- TASK TO COMPLETE:
Please give the data again in full, exactly as provided.

+ + + + +

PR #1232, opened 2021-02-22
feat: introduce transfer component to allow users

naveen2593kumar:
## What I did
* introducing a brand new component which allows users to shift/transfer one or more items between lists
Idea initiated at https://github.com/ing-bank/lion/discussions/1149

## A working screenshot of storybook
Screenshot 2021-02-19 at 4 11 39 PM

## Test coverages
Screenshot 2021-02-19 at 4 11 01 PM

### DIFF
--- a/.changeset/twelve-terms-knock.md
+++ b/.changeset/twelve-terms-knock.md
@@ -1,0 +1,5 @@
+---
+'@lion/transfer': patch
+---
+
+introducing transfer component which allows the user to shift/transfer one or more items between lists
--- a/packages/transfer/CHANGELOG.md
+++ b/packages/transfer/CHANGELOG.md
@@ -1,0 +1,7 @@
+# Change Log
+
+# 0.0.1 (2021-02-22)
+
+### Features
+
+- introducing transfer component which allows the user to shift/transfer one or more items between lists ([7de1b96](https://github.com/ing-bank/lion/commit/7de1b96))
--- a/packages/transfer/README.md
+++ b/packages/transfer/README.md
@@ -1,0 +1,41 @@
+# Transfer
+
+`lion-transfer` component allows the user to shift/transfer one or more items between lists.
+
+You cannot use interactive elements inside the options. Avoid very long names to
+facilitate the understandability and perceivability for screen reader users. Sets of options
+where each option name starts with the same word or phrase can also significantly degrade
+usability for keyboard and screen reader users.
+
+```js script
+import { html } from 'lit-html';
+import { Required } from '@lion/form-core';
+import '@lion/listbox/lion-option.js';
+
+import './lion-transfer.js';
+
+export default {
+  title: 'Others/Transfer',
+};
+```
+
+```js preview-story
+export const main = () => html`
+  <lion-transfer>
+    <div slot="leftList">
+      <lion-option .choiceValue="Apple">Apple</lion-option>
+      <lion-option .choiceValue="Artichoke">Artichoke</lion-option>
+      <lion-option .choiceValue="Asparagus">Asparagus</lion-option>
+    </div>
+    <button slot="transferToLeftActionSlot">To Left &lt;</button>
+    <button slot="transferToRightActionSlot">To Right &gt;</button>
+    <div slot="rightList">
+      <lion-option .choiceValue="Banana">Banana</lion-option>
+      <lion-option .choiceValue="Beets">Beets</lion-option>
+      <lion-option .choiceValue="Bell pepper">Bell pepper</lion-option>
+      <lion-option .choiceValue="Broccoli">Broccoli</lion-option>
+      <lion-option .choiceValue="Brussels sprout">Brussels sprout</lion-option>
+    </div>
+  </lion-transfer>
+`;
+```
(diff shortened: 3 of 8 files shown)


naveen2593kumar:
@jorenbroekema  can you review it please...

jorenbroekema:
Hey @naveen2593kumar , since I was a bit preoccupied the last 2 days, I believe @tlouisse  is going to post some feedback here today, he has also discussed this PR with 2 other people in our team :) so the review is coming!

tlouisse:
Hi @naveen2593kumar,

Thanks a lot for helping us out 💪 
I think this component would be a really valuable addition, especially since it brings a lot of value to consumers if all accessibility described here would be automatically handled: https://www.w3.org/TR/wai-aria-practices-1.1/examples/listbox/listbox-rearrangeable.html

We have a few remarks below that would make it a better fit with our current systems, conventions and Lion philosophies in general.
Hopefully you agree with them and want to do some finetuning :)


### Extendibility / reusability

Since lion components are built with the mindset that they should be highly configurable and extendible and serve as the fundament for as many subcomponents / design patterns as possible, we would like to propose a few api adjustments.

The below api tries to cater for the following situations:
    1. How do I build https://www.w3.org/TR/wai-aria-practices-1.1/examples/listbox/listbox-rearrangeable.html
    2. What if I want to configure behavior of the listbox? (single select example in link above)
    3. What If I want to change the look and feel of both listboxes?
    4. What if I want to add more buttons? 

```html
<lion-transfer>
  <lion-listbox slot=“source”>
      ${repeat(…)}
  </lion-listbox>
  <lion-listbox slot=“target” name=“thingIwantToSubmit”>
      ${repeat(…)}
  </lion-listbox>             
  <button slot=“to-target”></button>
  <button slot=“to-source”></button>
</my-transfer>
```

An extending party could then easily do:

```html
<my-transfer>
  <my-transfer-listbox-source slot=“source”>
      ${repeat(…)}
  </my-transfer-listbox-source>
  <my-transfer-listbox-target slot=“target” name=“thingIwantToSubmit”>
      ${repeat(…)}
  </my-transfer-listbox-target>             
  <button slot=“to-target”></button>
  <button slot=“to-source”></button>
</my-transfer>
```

+ + + + +

- SOLUTION TO THE PROBLEM:
PR #1232, opened 2021-02-22
feat: introduce transfer component to allow users

naveen2593kumar:
## What I did
* introducing a brand new component which allows users to shift/transfer one or more items between lists
Idea initiated at https://github.com/ing-bank/lion/discussions/1149

## A working screenshot of storybook
Screenshot 2021-02-19 at 4 11 39 PM

## Test coverages
Screenshot 2021-02-19 at 4 11 01 PM

### DIFF
--- a/.changeset/twelve-terms-knock.md
+++ b/.changeset/twelve-terms-knock.md
@@ -1,0 +1,5 @@
+---
+'@lion/transfer': patch
+---
+
+introducing transfer component which allows the user to shift/transfer one or more items between lists
--- a/packages/transfer/CHANGELOG.md
+++ b/packages/transfer/CHANGELOG.md
@@ -1,0 +1,7 @@
+# Change Log
+
+# 0.0.1 (2021-02-22)
+
+### Features
+
+- introducing transfer component which allows the user to shift/transfer one or more items between lists ([7de1b96](https://github.com/ing-bank/lion/commit/7de1b96))
--- a/packages/transfer/README.md
+++ b/packages/transfer/README.md
@@ -1,0 +1,41 @@
+# Transfer
+
+`lion-transfer` component allows the user to shift/transfer one or more items between lists.
+
+You cannot use interactive elements inside the options. Avoid very long names to
+facilitate the understandability and perceivability for screen reader users. Sets of options
+where each option name starts with the same word or phrase can also significantly degrade
+usability for keyboard and screen reader users.
+
+```js script
+import { html } from 'lit-html';
+import { Required } from '@lion/form-core';
+import '@lion/listbox/lion-option.js';
+
+import './lion-transfer.js';
+
+export default {
+  title: 'Others/Transfer',
+};
+```
+
+```js preview-story
+export const main = () => html`
+  <lion-transfer>
+    <div slot="leftList">
+      <lion-option .choiceValue="Apple">Apple</lion-option>
+      <lion-option .choiceValue="Artichoke">Artichoke</lion-option>
+      <lion-option .choiceValue="Asparagus">Asparagus</lion-option>
+    </div>
+    <button slot="transferToLeftActionSlot">To Left &lt;</button>
+    <button slot="transferToRightActionSlot">To Right &gt;</button>
+    <div slot="rightList">
+      <lion-option .choiceValue="Banana">Banana</lion-option>
+      <lion-option .choiceValue="Beets">Beets</lion-option>
+      <lion-option .choiceValue="Bell pepper">Bell pepper</lion-option>
+      <lion-option .choiceValue="Broccoli">Broccoli</lion-option>
+      <lion-option .choiceValue="Brussels sprout">Brussels sprout</lion-option>
+    </div>
+  </lion-transfer>
+`;
+```
(diff shortened: 3 of 8 files shown)


naveen2593kumar:
@jorenbroekema  can you review it please...

jorenbroekema:
Hey @naveen2593kumar , since I was a bit preoccupied the last 2 days, I believe @tlouisse  is going to post some feedback here today, he has also discussed this PR with 2 other people in our team :) so the review is coming!

tlouisse:
Hi @naveen2593kumar,

Thanks a lot for helping us out 💪 
I think this component would be a really valuable addition, especially since it brings a lot of value to consumers if all accessibility described here would be automatically handled: https://www.w3.org/TR/wai-aria-practices-1.1/examples/listbox/listbox-rearrangeable.html

We have a few remarks below that would make it a better fit with our current systems, conventions and Lion philosophies in general.
Hopefully you agree with them and want to do some finetuning :)


### Extendibility / reusability

Since lion components are built with the mindset that they should be highly configurable and extendible and serve as the fundament for as many subcomponents / design patterns as possible, we would like to propose a few api adjustments.

The below api tries to cater for the following situations:
    1. How do I build https://www.w3.org/TR/wai-aria-practices-1.1/examples/listbox/listbox-rearrangeable.html
    2. What if I want to configure behavior of the listbox? (single select example in link above)
    3. What If I want to change the look and feel of both listboxes?
    4. What if I want to add more buttons? 

```html
<lion-transfer>
  <lion-listbox slot=“source”>
      ${repeat(…)}
  </lion-listbox>
  <lion-listbox slot=“target” name=“thingIwantToSubmit”>
      ${repeat(…)}
  </lion-listbox>             
  <button slot=“to-target”></button>
  <button slot=“to-source”></button>
</my-transfer>
```

An extending party could then easily do:

```html
<my-transfer>
  <my-transfer-listbox-source slot=“source”>
      ${repeat(…)}
  </my-transfer-listbox-source>
  <my-transfer-listbox-target slot=“target” name=“thingIwantToSubmit”>
      ${repeat(…)}
  </my-transfer-listbox-target>             
  <button slot=“to-target”></button>
  <button slot=“to-source”></button>
</my-transfer>
```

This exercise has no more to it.